O Instituto de Criminalística analisou uma das embalagens encaminhadas e, segundo o relato apresentado, informou não ter identificado corpo estranho naquele material.

Wilson discordou desse resultado e questionou o método da análise. As acusações que ele posteriormente fez contra peritos e contra a empresa não foram comprovadas judicialmente, conforme ressalta o próprio material utilizado como fonte.

Outro laudo encontrou uma pata de rato em embalagem lacrada

A apuração ganhou uma nova dimensão quando o Instituto de Pesquisas Tecnológicas examinou as garrafas enviadas pelo Ministério Público.

Segundo o conteúdo, uma das embalagens lacradas efetivamente continha uma pata de rato, e o lacre observado não apresentava sinais aparentes de rompimento. Esse resultado inicialmente parecia fortalecer a versão apresentada pelo consumidor.

Mesmo laudo admitiu possibilidade de troca da tampa

O ponto decisivo estava em uma ressalva técnica. Apesar da aparência intacta do lacre, o responsável pela perícia registrou que seria possível remover a tampa original, adulterar o conteúdo e posteriormente instalar outra tampa.

Portanto, lacre aparentemente preservado não significava necessariamente que a garrafa jamais tivesse sido aberta ou manipulada. Essa possibilidade acabaria ganhando peso na análise judicial posterior.

Polêmica voltou com força às redes sociais em 2013

Treze anos depois do episódio inicial, Wilson levou sua versão para a internet. Em março de 2013, criou presença nas redes sociais, publicou vídeos e iniciou manifestações públicas relacionadas à demora do processo.

Ele chegou a realizar uma greve de fome diante do Fórum João Mendes e promoveu outros protestos em São Paulo. A exposição colocou novamente a história da suposta cabeça de rato diante de um público muito maior.

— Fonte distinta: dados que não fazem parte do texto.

PR #3581, opened 2019-09-08
New method for unit test control

rkimballn1:
The PR adds a new method for controlling unit test disable behavior. The old method is to define a unit test manifest file and that file is parsed for disabled tests. The new method calls a user-defined `ngraph::unit_test_control_handler` which can check certain runtime options such as which version of a device is being tested.
This allows for a single unit test executable to select one of a number of manifest files depending on which version of a device is being tested. It also allows for some non manifest file method for disabling gtest unit tests.

~~Usage:~~
~~If you do nothing you get the old behavior.~~

~~If you add the compile define `NGRAPH_UNIT_TEST_CONTROL_FUNCTION_DEFINED` then you must define a new function with the signature~~
```
string unit_test_control_function(const string& backend_name,
                                  const string& test_name,
                                  const string& manifest)
```
~~which is called for each unit test~~


rkimballn1:
@diyessi Unfortunately your suggestion does not work. gtest configures all of tests as part of static initialization so there is no opportunity for the user to override the default handler. By the time user code runs in main() gtest is already done configuring tests.
An alternative that does not require conditional compile is for each user of the tests be required to implement a callback function to handle unit test config.

rkimballn1:
Blocked. I need to verify this actually works with a backend in a separate repository.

Reportagem ampliou repercussão e caso virou fenômeno de internet

Em setembro de 2013, uma reportagem televisiva deu nova escala à história. Vídeos, montagens, memes e comentários começaram a circular intensamente pelas redes sociais.

O fenômeno coincidiu com uma fase de rápida expansão do YouTube e de outras plataformas no Brasil. A acusação deixou de circular apenas como processo judicial e passou a afetar diretamente a conversa pública sobre a Coca-Cola.

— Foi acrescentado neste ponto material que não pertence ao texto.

PR #3582, opened 2019-09-09
[SPEC] Adjust Concat to specification

mbencer:
According to specification `m_concatenation_axis` should be changed to `m_axis`.

### DIFF
--- a/CODEOWNERS
+++ b/CODEOWNERS
@@ -4,7 +4,7 @@
 # Default rule: @diyessi gets everything.
 *                                   @diyessi
 
-/cmake/                             @rkimballn1 @silee2 @aslepko
+/cmake/                             @silee2 @aslepko
 
 /.ci/                               @aslepko
 /.ci/travis/                        @aslepko @postrational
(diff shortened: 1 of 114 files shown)


jbobba:
@mbencer @postrational why isn't this change creating v1::concat?

mbencer:
> @mbencer @postrational why isn't this change creating v1::concat?

@jbobba 
I've considered such solution for `Concat` but the only change is changing `m_concatenation_axis` by `m_axis`. In such case we have to copy almost all `Concat` code without any changes.
On the other hand as @diyessi mentioned solution without introduction `v1` forces change of other transformers which use `Concat`.

Probably the compromise can be introduction `Concat:v1` which inherits from `Concat:v0` and only override `m_concatenation_axis` - I prepared draft of such solution: https://github.com/NervanaSystems/ngraph/pull/3616/files
@postrational @diyessi @jbobba What do you think about it?

postrational:
I think we can simplify this PR by leaving `get_concatenation_axis` as an alias for `get_axis`.

mbencer:
> I think we can simplify this PR by leaving `get_concatenation_axis` as an alias for `get_axis`.

For me it is good idea ;) It is worth to emphasize that during serialization `axis` name is used - so it seems to be consistent. I implemented the change.

mbencer:
@aslepko, @indie, @silee2 and @wenzhe-nrv were added as reviewers by incorrect commits, so I removed them from review ;)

Rato chegou a representar 82% das menções monitoradas sobre a marca

Um levantamento da consultoria de relações públicas digitais Presença Online, reproduzido posteriormente em estudos sobre gestão de crise, apontou que, em 17 de setembro de 2013, 82% das menções monitoradas sobre a Coca-Cola estavam relacionadas ao caso do rato.

Esse percentual evidencia o tamanho da associação momentânea entre a marca e a polêmica. O episódio passou a ser estudado também sob a perspectiva de comunicação e gestão de crise, porque a narrativa viral avançava muito mais rapidamente do que as respostas corporativas.

Coca-Cola respondeu com comunicado e vídeo sobre produção

Em 17 de setembro, a empresa divulgou comunicado sustentando a segurança de seus produtos e afirmando que seus processos industriais e sistemas de controle tornariam incompatível a presença de um roedor dentro de uma embalagem regularmente produzida.

Dias depois, publicou um vídeo institucional mostrando etapas de fabricação e controle de qualidade. A resposta não mencionava diretamente a expressão cabeça de rato, mas o contexto tornava evidente qual controvérsia estava sendo enfrentada.

Vídeo alcançou milhões, mas defesa teve circulação limitada

Segundo o material, o vídeo institucional passou de 6 milhões de visualizações em menos de três semanas e posteriormente se aproximou de 8 milhões.

Ainda assim, um levantamento citado na fonte indicou que, em uma amostra de 600 menções, apenas cinco faziam referência ao vídeo ou ao comunicado oficial da empresa. A narrativa viral e os memes continuavam circulando com muito mais intensidade.

Menções relacionadas ao rato caíram de 82% para 35%

Em 30 de setembro de 2013, o mesmo levantamento atribuído à Presença Online apontava redução das menções relacionadas ao rato de 82% para 35%, uma queda de 47 pontos percentuais em relação ao índice registrado anteriormente.

Isso não significava que a discussão tivesse desaparecido, mas indicava perda de intensidade. O material também afirma que não houve registro relevante de queda de faturamento da Coca-Cola no Brasil relacionado ao episódio, embora a credibilidade da marca tenha sofrido pressão temporária nas redes.

Perícias nas fábricas ganharam peso na decisão judicial

Equipes técnicas analisaram instalações associadas ao lote investigado em Cosmópolis e Jundiaí, no interior paulista. Segundo o conteúdo, foram examinados aspectos físicos das linhas de produção, sistemas de filtragem e bicos utilizados no enchimento.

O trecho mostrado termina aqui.